Sent from Petguide.com Free App


----------



## GSxOwner (Jul 9, 2013)

Yep the older one is the mum- she was pregnant and chained up on a reserve until a rescue group took her in and she gave birth to a litter of 9-7 survived (cleft palates). All the pups look totally different but Tank by far was the most different looking :S Haha and I know people think im mental for hoping for a high drive/energy dog but after spending years walking/desperately chasing my feral border collie mix everything just seems to move so slow to me!


----------



## Nigel (Jul 10, 2012)

The mom looks GSD x malamute mix maybe, not sure. Tank looks like there's some border collie in there. She looks pretty laid back in that picture.


----------



## EmeryGSD (Mar 8, 2013)

Crazy enough. your pup looks like a panda shepherd. Though I know it's not the case


Sent from Petguide.com Free App


----------



## vprasad (May 17, 2013)

Nigel said:


> The mom looks GSD x malamute mix maybe, not sure. Tank looks like there's some border collie in there. She looks pretty laid back in that picture.


^ 
This is exactly what I think, too!


----------



## Malachi'sMama (Jun 10, 2013)

What a cutie!
Can you post another pic with a diff view?
I see the GSD--but perhaps also Corgi? ..Corgi's with tails are also notorious for that white tip at the end. Though I admit I'm having a hard time imagining a corgi with that mama dog lol! 
The tail appears to be long and skinny with no plume, right? 
I could also def see a short-haired border collie in there...
like this one:


----------



## Castlemaid (Jun 29, 2006)

Is she on a pound of raw a day _in addition_ to her regular food, or is that all she gets? 

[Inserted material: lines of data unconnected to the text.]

PR #1148, opened 2015-02-13
Add ``lineage_names`` to commands

kyleknap:
It is a convenience attribute to get the names of all of the commands in a lineage without having to iterate through the lineage each time. This saves us from a lot of duplicate code.

So for a ``lineage`` attribute, you get the elements in the list in terms of command objects. For the ``lineage_names`` attribute, you get the elements in the list in terms of the names of command objects. This attribute I could see really useful for at least two scenarios:

1) Generating event names. All you would have to do to get the command's representation in the event name is ``'.'.join(cmd.lineage_names)``

2) Looking for related command tags in the ``TagTopicDB``. All of the ``related command`` tag values follow the format of ``<service> [operation] ...``. To look for these values, all you would have to do is 
``' '.join(cmd.lineage_names)``. 

I also considered making it a utils function, but it would be pretty annoying to have to import it each time you need to use it. Let me know what you think.

cc @jamesls @danielgtaylor

### DIFF
--- a/awscli/clidriver.py
+++ b/awscli/clidriver.py
@@ -276,6 +276,14 @@ class CLICommand(object):
         # a list.
         return [self]
 
+    @property
+    def lineage_names(self):
+        # Represents the lineage of a command in terms of command ``name``
+        lineage_names = []
+        for cmd in self.lineage:
+            lineage_names.append(cmd.name)
+        return lineage_names
+
     def __call__(self, args, parsed_globals):
         """Invoke CLI operation.
 
@@ -473,6 +481,14 @@ class ServiceOperation(object):
     @lineage.setter
     def lineage(self, value):
         self._lineage = value
+
+    @property
+    def lineage_names(self):
+        # Represents the lineage of a command in terms of command ``name``
+        lineage_names = []
+        for cmd in self.lineage:
+            lineage_names.append(cmd.name)
+        return lineage_names
 
     @property
     def arg_table(self):
--- a/awscli/clidriver.py
+++ b/awscli/clidriver.py
@@ -279,10 +279,7 @@ class CLICommand(object):
     @property
     def lineage_names(self):
         # Represents the lineage of a command in terms of command ``name``
-        lineage_names = []
-        for cmd in self.lineage:
-            lineage_names.append(cmd.name)
-        return lineage_names
+        return [cmd.name for cmd in self.lineage]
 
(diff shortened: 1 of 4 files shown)


kyleknap:
Coverage is fine. All of the code that I added got covered.

awscli/clidriver.py
```diff
@@ -276,6 +276,14 @@ def lineage(self):
         # a list.
         return [self]
 
+    @property
+    def lineage_names(self):
+        # Represents the lineage of a command in terms of command ``name``
+        lineage_names = []
+        for cmd in self.lineage:
+            lineage_names.append(cmd.name)
+        return lineage_names
```
danielgtaylor: This is a good candidate for a list comprehension:

```python
@property
def lineage_names(self):
    # Represents the lineage of a command in terms of command ``name``
    return [cmd.name for cmd in self.lineage]
```

danielgtaylor:
This does look like it could be useful, but it would be nice to see how it simplifies the code before getting merged in. Right now it's just adding something that isn't yet used.

awscli/clidriver.py
kyleknap: Good point.

kyleknap:
Yeah I will be using this in future pull requests. I will note it when I do send the pull request. This just seemed something as a good candidate for a separate PR from what I am working on.

tests/unit/test_clidriver.py
```diff
@@ -773,6 +781,9 @@ def test_lineage(self):
         self.cmd.lineage = ['foo']
         self.assertEqual(self.cmd.lineage, ['foo'])
 
+    def test_lineage_names(self):
```
jamesls: This isn't technically wrong, but it's a little confusing given the test above has `self.assertEqual(self.cmd.lineage, ['foo'])`.  Do you think it's worth changing the `test_lineage` test to set the lineage to an object to be consistent with real world usage?

jamesls:
Given the link to #1151, I think this seems reasonable.  Just had one small question about the tests but otherwise, :shipit:

tests/unit/test_clidriver.py
kyleknap: Yeah I can update the test.

kyleknap:
Coveralls is not correct again. I switched those test to ``CLICommand`` objects as opposed to strings. Merging.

Because she should be more like on two pounds of raw a day if you are only feeding her the raw.


----------



## Bridget (Apr 5, 2004)

Looks like a GSD/Siberian Husky mix to me. Cute dog!


----------



## GSxOwner (Jul 9, 2013)

Malachi'sMama said:


> What a cutie!
> Can you post another pic with a diff view?
> I see the GSD--but perhaps also Corgi? ..Corgi's with tails are also notorious for that white tip at the end. Though I admit I'm having a hard time imagining a corgi with that mama dog lol!
> The tail appears to be long and skinny with no plume, right?
> ...


Thank you for the suggestions everyone! I Really appreciate it and find it interesting!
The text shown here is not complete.